Table 5: Gene space completeness metrics for all draft assemblies in this data set (Data Citation 2: Dryad Data Repository
Figure 2: Correlation between gene space completeness, coverage, and N50 scaffold length for the 66 teleost genomes.
Figure 2

(a) Scatterplot illustrating the correlation of gene space completeness (evaluated on the basis of BUSCO and CEGMA partially complete genes detected) and the read coverage (linear regression of BUSCO versus coverage (>15×): R2=0.038, P=0.07; CEGMA versus coverage (>15×): R2=0.002, P=0.30). (b) Scatterplot showing the correlation of BUSCO / CEGMA scores and N50 scaffold length (linear regression of BUSCO versus N50 scaffold length: R2=0.55, P<10–12 and CEGMA versus N50 scaffold length: R2=0.30, P<10–5) for all genome presented in the data set. (c) Scatterplot illustrating the correlation of coverage and N50 scaffold length (linear regression: R2=0.015, P=0.17). Species within the order Gadiformes are represented by triangles in all three plots. The lines shown are smooth LOESS curves, also referred to as local regressions, and the gray shaded areas represent 95% confidence interval in all three plots.

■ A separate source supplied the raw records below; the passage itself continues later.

PR #119, opened 2022-02-23
Make pants bootstrap process produce less output and be less verbose

asherf:
I feel that the current output generated by the script is not very useful to most users (who just run pants in their repo, and not managing it)
so I think pants should have a cleaner and simpler UI and a clean bootstrap process is part of it.

@jsirois @stuhood @benjyw @Eric-Arellano

### DIFF
--- a/pants
+++ b/pants
@@ -256,6 +256,7 @@ function bootstrap_pex {
       cd "${staging_dir}"
       curl --proto "=https" \
            --tlsv1.2 \
+           --silent \
            --location \
            --remote-name \
            "${_PEX_URL}"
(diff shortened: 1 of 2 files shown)


jsirois:
I'll let others review this. I'm against, but I suspect I have the wrong sensibilities here.

pants
```diff
@@ -356,11 +357,11 @@ function bootstrap_pants {
       (
         scrub_PEX_env_vars
         # shellcheck disable=SC2086
-        "${python}" "${virtualenv_path}" --no-download "${staging_dir}/install" && \
+        "${python}" "${virtualenv_path}" --quiet --no-download "${staging_dir}/install" && \
```
stuhood, line 360: Does `--quiet` still render all of the output on failure? If not, it might be better to pipe it to a temporary log, and cat the log on failure of this block.

stuhood (commented):
When we finally get around to https://github.com/pantsbuild/pants/issues/12397, it will be relevant here too, since it will eliminate the PIP steps.

pants
asherf: errors still show up.
Screen Shot 2022-02-23 at 7 39 08 PM

Eric-Arellano (approved):
+1 for me. I agree with Asher that most people don't care about this info.

I'll wait to merge till there's more consensus though.

benjyw (approved):
Great stuff!

PR #121, opened 2022-04-04
Scrub PYTHONPATH in addition to PEX env vars

### LINKED ISSUE #120: Bootstrap script won't install dependencies pip finds in current env
For complex reasons, `./pants` is being invoked as a subprocess of some other Python process. If I wipe the bootstrap dir (and get rid of `--quiet` from the relevant `pip install` in the bootstrap script) I see:

```
Requirement already satisfied: typing-extensions==4.0.1 in /path/to/typing_extensions (from pantsbuild.pants==2.11.0rc1) (4.0.1)
...
```

for > 1 requirements. Then if I invoke Pants **outside** the subprocess I'll get an import error for those packages.

Should pants use the following pip option?

```
 -I, --ignore-installed      Ignore the installed packages, overwriting them. This can break your system if the existing package is of a different version or was
                              installed with a different package manager!
```

(which works in my use case)

thejcannon:
Fixes https://github.com/pantsbuild/setup/issues/120

### DIFF
--- a/pants
+++ b/pants
@@ -282,7 +282,7 @@ function scrub_env_vars {
   fi
   # Also ensure pip doesn't think packages on PYTHONPATH
   # are already installed.
-  if [[ -n "$PYTHONPATH" ]]; then
+  if [[ -n "${PYTHONPATH}" ]]; then
     warn "Scrubbing PYTHONPATH"
     unset "PYTHONPATH"
   fi
--- a/pants
+++ b/pants
@@ -282,7 +282,7 @@ function scrub_env_vars {
   fi
   # Also ensure pip doesn't think packages on PYTHONPATH
   # are already installed.
-  if [ -n '$PYTHONPATH' ]; then
+  if [ -n "$PYTHONPATH" ]; then
     warn "Scrubbing PYTHONPATH"
     unset PYTHONPATH
   fi
--- a/pants
+++ b/pants
@@ -282,7 +282,7 @@ function scrub_env_vars {
   fi
   # Also ensure pip doesn't think packages on PYTHONPATH
   # are already installed.
-  if [ -n $PYTHONPATH ]; then
+  if [ -n '$PYTHONPATH' ]; then
     warn "Scrubbing PYTHONPATH"
     unset PYTHONPATH
   fi
--- a/pants
+++ b/pants
@@ -273,12 +273,18 @@ function bootstrap_pex {
   echo "${bootstrapped}"
 }
 
-function scrub_PEX_env_vars {
+function scrub_env_vars {
   # Ensure the virtualenv PEX runs as shrink-wrapped.
   # See: https://github.com/pantsbuild/setup/issues/105
   if [[ -n "${!PEX_@}" ]]; then
     warn "Scrubbing ${!PEX_@}"
     unset "${!PEX_@}"
+  fi
+  # Also ensure pip doesn't think packages on PYTHONPATH
+  # are already installed.
+  if [[ -n "$PYTHONPATH" ]]; then
+    warn "Scrubbing PYTHONPATH"
+    unset PYTHONPATH
   fi
 }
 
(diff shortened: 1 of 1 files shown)


asherf (approved):

asherf:
@jsirois @Eric-Arellano should also review.

pants
```diff
@@ -361,7 +361,7 @@ function bootstrap_pants {
         # Grab the latest pip, but don't advance setuptools past 58 which drops support for the
         # `setup` kwarg `use_2to3` which Pants 1.x sdist dependencies (pystache) use.
         "${staging_dir}/install/bin/pip" install --quiet -U pip "setuptools<58" && \
-        "${staging_dir}/install/bin/pip" install ${maybe_find_links} --quiet --progress-bar off "${pants_requirement}"
+        "${staging_dir}/install/bin/pip" install ${maybe_find_links} --ignore-installed --quiet --progress-bar off "${pants_requirement}"
```
jsirois: This doesn't make sense even if it works. The venv this is running in was created fresh 2 non-comment lines above and we are not using `--system-site-packages` when creating that fresh venv. As such, there should be nothing installed - except `pip`, `setuptools` and `wheel`.

That gives me pause. Do you understand how this works - aka why pip is seeing anything as installed in this fresh venv at all? Do you have things like PYTHONPATH set in your execution environment that are modifying what might be seen to include things outside this fresh venv perhaps?

At the very least a comment explaining what's going on here if you understand it (I don't). Perhaps also the less dangerous `--upgrade --upgrade-strategy eager` if that works.

thejcannon: > Do you have things like PYTHONPATH set in your execution environment 

Yup!

> Perhaps also the less dangerous --upgrade --upgrade-strategy eager if that works.

It has the same issue.

thejcannon: There's `--isolated` but that ignores user config which I don't think is strictly-speaking what we want.

thejcannon: This is easily reproducible, will add to issue.

thejcannon: https://github.com/pantsbuild/setup/issues/120#issuecomment-1087995877

jsirois: OK, thanks for checking. How about amending scrub_PEX_env_vars to also scrub PYTHONPATH?

jsirois: OR, if you stick with the current, please just add a comment saying how the heck there can be anything installed to ignore - because its not installed, but it is on some ambient PYTHONPATH.

thejcannon: Scrubbing the env is likely the right approach.
I'll try it out tomorrow.

jsirois (approved):

thejcannon:
Sorry for spam, I've been editing this in browser and am no good at Bash.

kaos (approved):

pants
```diff
@@ -282,7 +282,7 @@ function scrub_env_vars {
   fi
   # Also ensure pip doesn't think packages on PYTHONPATH
   # are already installed.
-  if [ -n $PYTHONPATH ]; then
+  if [ -n '$PYTHONPATH' ]; then
```
kaos: Good idea to quote, but you want to use double quotes..

```bash
$ echo "$USER"
myname
$ echo '$USER'
$USER
```

thejcannon: OK then I have no idea how to not make this line complain about unbound local. Any Bash folks want to help? I swear this should be easy.

kaos: try "${PYTHONPATH:-}" then :)

jsirois: Use: `"${PYTHONPATH:-}"`, That says, PYTHONPATH or default to the thing after `-`, which is the empty string.

jsirois: Handy: https://www.gnu.org/software/bash/manual/html_node/Shell-Parameter-Expansion.html

thejcannon: Thanks y'all.

Eric-Arellano: This reminds me that we should really be using shellcheck on the script. It would require dogfooding pants which we used to do, but I removed it two years ago which I now regret

Eric-Arellano (approved):

PR #123, opened 2022-05-20
Source PANTS_BOOTSTRAP script, defaults to .pants.bootstrap, if it exists.

kaos:
This is a change we (at $-work) apply to all our `pants` scripts to setup defaults for running locally, values that are otherwise populated when running in CI/CD, as well as setting up some custom cert bundles etc.

It helps ensuring a proper environment to run pants in, without having to do any pre-steps to invoking `./pants`.

### DIFF
--- a/pants
+++ b/pants
@@ -12,6 +12,12 @@
 
 set -eou pipefail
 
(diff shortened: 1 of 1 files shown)


benjyw (approved):
Nice!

Phylogenetic analyses using mitochondrial genomes

To verify the correct identification of sampled species and the absence of contamination, we performed phylogenetic analyses of mitochondrial genomes extracted from all assemblies, in combination with previously available mitochondrial sequence data for sampled taxa and their close relatives. Mitochondrial genomes are particularly suitable for this comparison as the coverage of mitochondrial sequences is usually extremely high owing to the multiple copies of mitochondrial DNA (mtDNA) present in each mitochondrion and the large number of mitochondria per cell20. Furthermore, mitochondrial genomes are useful phylogenetic markers due to the very low frequency of recombination in animal mtDNA21 and the large number of mitochondrial genome sequences already available in GenBank22 (Data Citation 5: GenBank NC_009064).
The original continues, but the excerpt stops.